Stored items
PR #1124, opened 2020-07-14
Rename methods for more consistent language

nlordell:
This PR renames some methods to have more consistent language. Specifically, in `pricegraph` there is the concept of a "limit price" which is a ratio of an order's buy amount over its sell amount. This is part of the order representation in the `BatchExchange` smart contract. These values implicitly include fees and are modeled internally by the `LimitPrice` type. Conversely, there is also the concept of an "exchange rate" which is an internal exchange rate that is used in the orderbook graph calculations for computing flow though the projection graph, these are modeled internally by the `ExchangeRate` type. However, the `Pricegraph` API only deals with `BatchExchange` "limit prices", so fix the method names to reflect this.

### Test Plan

Just method renames, so `rustc` is the test plan!


bh2smith (approved):

fleupold (approved):
🧹

e00E (approved):

PR #1214, opened 2025-04-18
fix lint errors, remove deployments to staging

nhudson:
* Remove all deployments to the staging environment
* Remove `tembo-ai` deployments as we no longer use this
* Fix linting errors that were causing build errors for `tembo-cli` and `cp-client`
* Remove deprecated secrets API path as it was causing build errors

---

- Linear: [TEM-3623](https://linear.app/tembo/issue/TEM-3623/update-tembo-repo-to-not-deploy-to-plat-staging)


nhudson:
Looks like I will need another PR to fix the `tembo-cli` build after we merge this so that it can pick up the fix from `cp-client`

theory (approved):
By secrets!

nhudson:
> Bye secrets!

We still get secrets, it's just removing the old deprecated API that isn't used anymore.

PR #1220, opened 2025-04-29
Fixes to the backup download API

nhudson:
There are quite a few fixes in here

* Remove `actix-rt` crate in favor of using `actix_web::rt::spawn` instead
* The `aws-sdk-s3` client requires to explicitly install a process-level CryptoProvider with `rustls`
* Use server-side-encryption with `put_object()` method
* Update `Dockerfile` to install `ca-certificates` and to update to `debian:12.10-slim` and `rust:1.86-bookworm`
* Rework how we install/execute the `temback` binary
* Ensure the backup is present in the backup bucket

### DIFF
--- a/dataplane-webserver/src/backups/mod.rs
+++ b/dataplane-webserver/src/backups/mod.rs
@@ -65,10 +65,17 @@ pub async fn perform_backup_task(
             .await?;
 
     // Define the metadata key
-    let metadata_key = format!("{}/temback/{}/status.json", bucket_path, job_id);
+    let metadata_key = format!("{bucket_path}/status.json");
 
     // Update the status based on the backup result
-    update_backup_status(client, &bucket_name, &metadata_key, &backup_result).await?;
+    update_backup_status(
+        client,
+        &bucket_name,
+        &metadata_key,
+        &backup_result,
+        &namespace,
+    )
+    .await?;
 
     match backup_result {
         BackupResult::Success => {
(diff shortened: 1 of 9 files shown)


nhudson:
Running the following works:

```
curl -X POST "https://api.data-1.use1.cdb-dev.com/api/v1/orgs/{org_id}/instances/{instance_id}/backup" -H 'accept: */*' -H 'Authorization: Bearer {$TEMBO_JWT}'  -H 'Content-Type: application/json'

{"job_id":"aac9faa9-e073-4139-b8ba-f2923294dc82","status":"processing"}
```

Then to check if it's completed

```
curl -X GET "https://api.data-1.use1.cdb-dev.com/api/v1/orgs/{org_id}/instances/{instance_id}/backup/aac9faa9-e073-4139-b8ba-f2923294dc82" -H 'accept: */*' -H 'Authorization: Bearer {$TEMBO_JWT}'  -H 'Content-Type: application/json'

{"status":"completed","job_id":"aac9faa9-e073-4139-b8ba-f2923294dc82","download_url":"https://cdb-plat-use1-dev-instance-backups.s3.us-east-1.amazonaws.com/v2/...","expires_at":"2025-04-30T18:50:42.497752408+00:00"}
```

dataplane-webserver/src/backups/mod.rs
```diff
@@ -280,108 +416,96 @@ async fn run_backup_on_instance_pod(
...
         "--bucket",
         &bucket_name,
         "--dir",
         &bucket_path,
+        "--pass",
+        &password,
+        "--host",
+        "localhost",
+        "--user",
+        "postgres",
```
theory, line 448: You can omit these now if it they're not actually needed to connect. Presumably if it's running inside the pod where localhost connections are trusted, you don't need any of this stuff.

Also, do we want to use `--text`?

theory (approved):

dataplane-webserver/src/backups/mod.rs
nhudson: Ok just confirmed that removing the host, user and pass work.  I don't know why we would use `--text` for this situation

vrmiguel (approved):

PR #1223, opened 2025-04-30
always install latest version of temback

nhudson:
Just in case there is ever a situation where an older version of `temback` is already installed, we should always check and update it to the correct version used in the `dataplane-webserver`

### DIFF
--- a/dataplane-webserver/src/backups/mod.rs
+++ b/dataplane-webserver/src/backups/mod.rs
@@ -16,6 +16,7 @@ use kube::{
 use tokio::io::AsyncReadExt;
 
 const TEMBACK_INSTALL_DIR: &str = "/var/lib/postgresql/data";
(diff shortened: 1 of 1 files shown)


dataplane-webserver/src/backups/mod.rs
```diff
@@ -309,36 +338,35 @@ async fn install_temback(
             stderr.read_to_string(&mut _err).await.ok();
         }
 
-        // Verify the binary exists after installation
-        let check_cmd = vec!["ls", temback_path.as_str()];
+        // Verify the binary exists and check its version
+        let verify_cmd = vec!["/var/lib/postgresql/data/temback", "--version"];
```
theory, line 342: Dupe!

theory (approved):

dataplane-webserver/src/backups/mod.rs
nhudson: Thanks.  Fixed!

PR #2479, opened 2023-07-14
Toggle visibility of ProxyPort.type

### LINKED ISSUE #2424: Port type in label
### Describe the bug
Diagram label and tree label are inconsistent for typed ports. 

### To Reproduce
1. create block definition diagram
2. create port definition block
3. create component block with port
4. set port type to definition
5. Observe port correct

### Expected behavior
The port label should be similar to the internal block diagram parts (`Name:Type`) when a definition is provided. This is correct in the tree but not in the diagrams. Figure 9-7 in the [SysML 1.6 spec](https://sysml.org/.res/docs/specs/OMGSysML-v1.6-19-11-01.pdf) shows this for proxy and full ports 

### Screenshots
Current
image

Corrected Visualization
image

### OS
- [X] macOS
- [ ] Windows

### Version
Version of Gaphor: 2.19.1

amolenaar:
### PR Type

- [ ] Bug fix
- [x] Feature

Type of proxy ports is not shown

Issue Number: Fixes #2424

### What is the new behavior?

ProxyPort type is now shown if the "show-type" property is set.

### DIFF
--- a/gaphor/SysML/blocks/proxyport.py
+++ b/gaphor/SysML/blocks/proxyport.py
@@ -1,3 +1,4 @@
+from gaphor.core.modeling.properties import attribute
 from gaphor.diagram.presentation import AttachedPresentation, Named
 from gaphor.diagram.shapes import (
     Box,
@@ -25,7 +26,11 @@ def text_position(position):
 class ProxyPortItem(Named, AttachedPresentation[sysml.ProxyPort]):
     def __init__(self, diagram, id=None):
         super().__init__(diagram, id, width=16, height=16)
-        self.watch("subject[NamedElement].name")
+        self.watch("subject[NamedElement].name").watch(
+            "subject[TypedElement].type.name"
+        ).watch("show_type")
+
+    show_type: attribute[int] = attribute("show_type", int, default=False)
 
     def update_shapes(self):
         self.shape = IconBox(
@@ -35,6 +40,15 @@ class ProxyPortItem(Named, AttachedPresentation[sysml.ProxyPort]):
                     self.subject, [self.diagram.gettext("proxy")]
                 )
             ),
-            Text(text=lambda: self.subject and self.subject.name or ""),
+            Text(text=self._format_name),
             style=text_position(self.connected_side()),
         )
+
+    def _format_name(self):
+        if not self.subject:
+            return ""
+
+        name = self.subject.name or ""
+        if self.show_type and self.subject.type:
+            return f"{name}: {self.subject.type.name or ''}"
+        return name
--- a/gaphor/SysML/propertypages.py
+++ b/gaphor/SysML/propertypages.py
@@ -14,6 +14,7 @@ from gaphor.diagram.propertypages import (
 )
 from gaphor.SysML import sysml
 from gaphor.SysML.blocks.block import BlockItem
+from gaphor.SysML.blocks.proxyport import ProxyPortItem
 from gaphor.SysML.requirements.requirement import RequirementItem
 from gaphor.UML.classes.classespropertypages import AttributesPage, OperationsPage
 
@@ -87,7 +88,6 @@ class CompartmentPage(PropertyPageBase):
     def __init__(self, item):
         super().__init__()
         self.item = item
-        self.watcher = item.subject and item.subject.watcher()
 
     def construct(self):
         if not self.item.subject:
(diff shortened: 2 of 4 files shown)


sz332:
Hello, I checked out the feature and it works, but maybe we can make it even better.

Suggestions:

- Remove the aggregate dropdown because it has no meaning for a port in my opinion @danyeaw 
- Instead of show type checkbox have a dropdown where user can select: Display name, Display type, Display name and type
- If a Type is selected in the dropdown then the  the second dropdown should automatically set it's value to Display name and type

amolenaar:
> Remove the aggregate dropdown because it has no meaning for a port in my opinion @danyeaw

Fair point, it's inherited from `Property`, the base type of ports.

> Instead of show type checkbox have a dropdown where user can select: Display name, Display type, Display name and type

Not sure about this. Now the behavior is consistent with the _Show ..._ switches for classes and blocks.

Another question: do we also want to  show/hide the type for Properties in SysML?
At the moment I coded it as a special thingy for ProxyPorts only.

gaphor/SysML/blocks/proxyport.py
```diff
@@ -35,6 +40,15 @@ def update_shapes(self):
...
             style=text_position(self.connected_side()),
         )
+
+    def _format_name(self):
+        if not self.subject:
+            return ""
+
+        name = self.subject.name or ""
+        if self.show_type and self.subject.type:
+            return f"{name}: {self.subject.type.name or ''}"
```
danyeaw, line 53: I think here and in the Model Navigation, it should be `f"{name} : {self.subject.type.name}`, with a space before the colon.

image

danyeaw (approved):
This looks great! I agree that we don't want 3 options. If you don't want to name your port, then well don't name your port :)

Just one comment, I think there should be a space before the colon when we separate names from types.

gaphor/SysML/blocks/proxyport.py
amolenaar: Really? We do not do it for attributes and operations in classes.

sz332: I think we are mixing the model element and the presentation of the model element.

- The model element shall have a name because it is part of the model and we want to know what it is
- Whether we want to display it on a view (diagram) and in what way (only name, only type, both) is a totally different question

So, I would say that the user shall be able to configure those things **for the presentation element**.

danyeaw: > Really? We do not do it for attributes and operations in classes.

I think that is how it is specified in both UML / SysML for all types including in the presentation.

> I think we are mixing the model element and the presentation of the model element.

There is no requirement in UML and SysML that things should have names. I don't understand the use case for why you would want to name something but then hide the name. I realize that MagicDraw allows that, but we aren't building a MagicDraw clone.

sz332: My reasoning is to enable the user to be able to use a diagram really as a view. On a view I would like to display a representation of a model element a way it supports the communication I would like to achieve. Sometimes it makes sense to hide name or type, simply because it helps the communication by removing details that are deemed not important at that point when a diagram is being presented to the users. I find it totally valuable and use it day to day. It is not just magicdraw, you can have it in each and every modeling tool (EA, Visual Paradigm, and so on).

danyeaw: @sz332 We understand that diagrams are views. The point is adding more complexity to configuration makes the tool harder to use, sometimes that's a good tradeoff, in this case I don't understand why you would want to show types and hide names. If you don't care what things are named on the diagrams, then why would you care that they have a name at all? I don't get it. It is also consistent, if something has a name, you know that it is automatically displayed all the time. With those other tools, you see something only has a type displayed, and you don't know if that is because the Element has no name in the model or because the name is hidden.

sz332: But the question is: do you really want to automatically display names all the time? For example in case of pins, based on the abstraction level I am working on, I sometimes only display name, then both name and type, and in the final step I hide names where it is not important in order to decrease the noise on the diagram. So it might be a way of doing the modeling process, maybe other people are not doing it that way. 

I would say that we will have this problem in general for multiple type of elements, and I suggest to create a common solution and understanding for it (and probably adding some common code that can be easily used across all those components might make sense).

amolenaar: Let's stick with names. If that has to change, it has to change throughout the app, which is a fair bit of work.

image

In this image there's no space between `p1` and the colon, IMHO.

danyeaw: I can open a separate issue about the colons since it is outside this PR. I agree that the text in the PDF is hard to tell.

danyeaw (approved):

Issue #2181, opened 2023-03-26
Adding model root element to diagram then deleting element from diagram deletes whole model


skalemkiewicz:
### Describe the bug
If the model root element is added to a diagram and then the element is deleted from the diagram, the application deletes the entire model.

### To Reproduce
1. Open Gaphor.
2. Create New Model -> Generic. Gaphor creates a new model.
3. Open settings, ensure that "Remove Unused Elements" is enabled.
4. In the left pane, expand the model's root node to expand the default diagram.
5. Open the diagram.
6. Drag the model's root node from the left pane onto the diagram. Gaphor creates a package element on the diagram.
7. Select the package element that is on the diagram and delete it. Gaphor will remove the element from the diagram but will also remove the root node from the model in the left pane leaving only the diagram.

### Expected behavior
Gaphor should only remove the element from the diagram, not delete the entire model.

### Screenshots
![Before](https://user-images.githubusercontent.com/938809/227799184-e1062851-eea5-488e-80f6-2c9d3cb0de04.png)

![After](https://user-images.githubusercontent.com/938809/227799201-27ea7c9d-a687-4779-b4c1-ea510d5acd04.png)

### OS
Linux Pop!_OS 22.04 LTS

### Version
Version of Gaphor: 2.17.0

### Additional information
Output from error report:

Gaphor version:    2.17.0
Operating System:  Linux (6.2.6-76060206-generic)
Python version:    3.10.6
GTK version:       4.10.1
Adwaita version:   1.3.1
PyGObject version: 3.44.0
Pycairo version:   1.23.0
Cairo version:     1.16.0
Pango version:     1.50.14
Display:           X11Display

No errors have been intercepted. We’re good.

danyeaw:
Hi @skalemkiewicz, thanks for the bug report! It sounds like we need to check that an item doesn't have any nested or children items before removing it.

skalemkiewicz:
Hi @danyeaw, you're welcome! That seems reasonable -- or even to walk all of the child elements to see if they are being used before deleting. I guess it depends on how this feature was envisioned to be used. 

In Sparx Systems's Enterprise Architect, deleting an element from a diagram using the delete key will only remove the element from the diagram but keep it in the model. If you really want to remove the element from the diagram and the model, it requires a user to SHIFT+DELETE.

skalemkiewicz:
Sorry, clicked the wrong button and accidentally closed the ticket instead of just posting the comment.

[...]

PR #2491, opened 2023-07-15
Do not remove unused Packages with childen

danyeaw:
This PR fixes a bug that would allow for large portions of the model to be deleted if the last presentation of the owning Package was deleted.

### PR Checklist

### PR Type

- [X] Bug fix
- [ ] Feature

If the Remove Unused Elements option is selected, and you delete the last usage of a Package that has children like a package or activity, all the children are also deleted.

Issue Number: #2181 

### What is the new behavior?
Packages with children aren't removed automatically.

- [ ] Yes
- [X] No

### DIFF
--- a/gaphor/UML/sanitizerservice.py
+++ b/gaphor/UML/sanitizerservice.py
@@ -63,7 +63,12 @@ class SanitizerService(Service):
             return
 
         old_subject = event.old_value
-        if old_subject and not old_subject.presentation and deletable(old_subject):
+        if (
+            old_subject
+            and deletable(old_subject)
+            and not old_subject.presentation
+            and not old_subject.ownedElement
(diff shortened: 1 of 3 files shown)


amolenaar:
I do not think this is what we want: now every element that has a child as shown in the model browser, is not removed anymore.

I would expect that id I delete the last presentation of a class (with attribute), that the class will be removed. However, it's not.

amolenaar:
Maybe an explicit exception for Packages would do?

danyeaw:
@amolenaar Good catch, I forgot that ownedElement was that broad. I updated the PR for just Packages.

amolenaar (approved):
I think this change will reduce the level of surprise for many users.

PR #2493, opened 2023-07-15
Tree view should not collapse when an element is deleted

### LINKED ISSUE #2488: Do not close the tree when (last) element is removed
### Describe the bug
When removing an element from a diagram that is not referenced it will be also removed from the model. This is 
an expected behavior. However, it also closes the tree, which is pretty annoying. In my opinion it might refresh the
tree, that's fine, but should not close it.

### To Reproduce
1. Create a diagram
2. Open the tree
3. Add an element
4. Select the element
5. Press delete button
6. Element will be removed, but also tree is closing

It seems that when also deleting an element in the tree it will close the tree as well. The two cases might or might not related.

### Expected behavior
Do not close the tree.

### OS
- [ ] Linux
- [ ] macOS
- [X] Windows

### Version
Version of Gaphor: main branch

amolenaar:
### PR Type

- [x] Bug fix
- [ ] Feature

When you delete an element, the parent node in the model browser collapses (closes).

Issue Number: fixes #2488

### What is the new behavior?

Tree view does not collapse the node when an element changes inside.

- [ ] Yes
- [x] No

### DIFF
--- a/gaphor/ui/tests/test_modelbrowser.py
+++ b/gaphor/ui/tests/test_modelbrowser.py
@@ -288,6 +288,28 @@ def test_drop_multiple_elements(model_browser, element_factory, event_manager):
     assert class_a not in model_browser.get_selected_elements()
 
 
+def test_unlink_element_should_not_collapse_branch(
+    model_browser, element_factory, event_manager
+):
+    package = element_factory.create(UML.Package)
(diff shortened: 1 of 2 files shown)


danyeaw (approved):
@amolenaar This looks great!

§ What you need to do: Report every line above that has the string "order" in it.

§ Response to the task:
This PR renames some methods to have more consistent language. Specifically, in `pricegraph` there is the concept of a "limit price" which is a ratio of an order's buy amount over its sell amount. This is part of the order representation in the `BatchExchange` smart contract. These values implicitly include fees and are modeled internally by the `LimitPrice` type. Conversely, there is also the concept of an "exchange rate" which is an internal exchange rate that is used in the orderbook graph calculations for computing flow though the projection graph, these are modeled internally by the `ExchangeRate` type. However, the `Pricegraph` API only deals with `BatchExchange` "limit prices", so fix the method names to reflect this.
sz332: But the question is: do you really want to automatically display names all the time? For example in case of pins, based on the abstraction level I am working on, I sometimes only display name, then both name and type, and in the final step I hide names where it is not important in order to decrease the noise on the diagram. So it might be a way of doing the modeling process, maybe other people are not doing it that way. 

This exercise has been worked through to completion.